Having just reached the first stage of developing a module for parsing HTML, I thought I'd share a wee snippet for gathering forms from a page to illustrate how the module can be used. The following function:

  • Loops through the page content copying everything stored between <form>...</form> tags
  • Loops through each form picking out the pertinent information from <input> and <textarea> tags

Will leave as an exercise as to improve on this:

import <markup>

gather-forms: func [
	doc [string!]
	/local forms mark extent attributes
][
	doc: load-markup doc
	forms: collect [
		parse doc [
			any [
				<form> mark: some [
					and <form> (print "Warning: cannot gather nested forms") break
					|
					extent: </form> (keep/only copy/part mark extent) break
					|
					end (keep/only copy/part mark tail mark)
					|
					skip
				]
				|
				skip
			]
		]
	]

	collect [
		foreach form forms [
			either map? pick new-line/all form true 1 [
				keep make object! [
					action: select form/1 "action"
					method: any [select form/1 "method" "GET"]
					fields: make map! collect [
						parse form [
							any [
								<input> set attributes map! (
									keep lock any [select attributes "name" "anon"]
									keep select attributes "value"
								)
								|
								<textarea> set attributes map! set text string! (
									keep lock any [select attributes "name" "anon"]
									keep text
								)
								|
								skip
							]
						]
					]
				]
			][
				print "Warning: form has no attributes"
			]
		]
	]
]

probe gather-forms to string! read https://forum.rebol.info

I had a r3/view script which would parse out all the forms on a page and allow you to enter values to see if you could post to it.

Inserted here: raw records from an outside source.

PR #263, opened 2024-08-20
Add support for Call

iwahbe:
This PR adds support for the `Call` gRPC method at the top level `Provider` struct.


t0yv0:
What's the test plan here?

iwahbe:
> What's the test plan here?

I'm trying to determine the correct behavior before adding tests. We will definitely need tests before merging.

iwahbe:
Tests have been added. I think this is ready to merge.

resourcex/traverse.go
```diff
@@ -73,3 +73,47 @@ func Traverse(v resource.PropertyValue, p resource.PropertyPath, f func(resource
...
+
+// Walk traverses a property value along all paths, performing a depth first search.
+func Walk(v resource.PropertyValue, f func(resource.PropertyValue, WalkState)) {
+	walk(v, f, WalkState{})
+}
+
+type WalkState struct {
+	// We are entering the value. The children of the value have not yet been visited.
+	Entering bool
+	// The value is not transitively computed.
```
t0yv0, line 85: This is a bit weird and does not mesh with my mental model:

```
type Value = Unknown
                    | Known ConcreteValue
```

Are there really transitively unknown values or this is just a degenerate encoding artifact that does not occur in practice?

provider.go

Any reason why you use func instead of the auto-collecting locals function ?

Well—Red has a GUI, wouldn't be a leap to make that work!

However, even just in a script the above is close to that:

the-form: first gather-forms some-web-page
... change some form fields ...
write to url! the-form/action [
    the-form/method
    to-webform to block! the-form/fields
]

Again, left as an exercise to resolve relative 'action urls.

Note to self: update <webform> to allow map! arguments.

how about including the gather-forms function into the module?

  1. Habit.
  2. Get dinged when I use words I hadn't accounted for.

'Cause it's a quickie and really could use some work—just thought I'd share it as it's common request and I figure it's a good start point if anyone wants to run with it now.

I've something better in mind anyhow.

BTW: should have a Cookbook/Reviews category in the forum.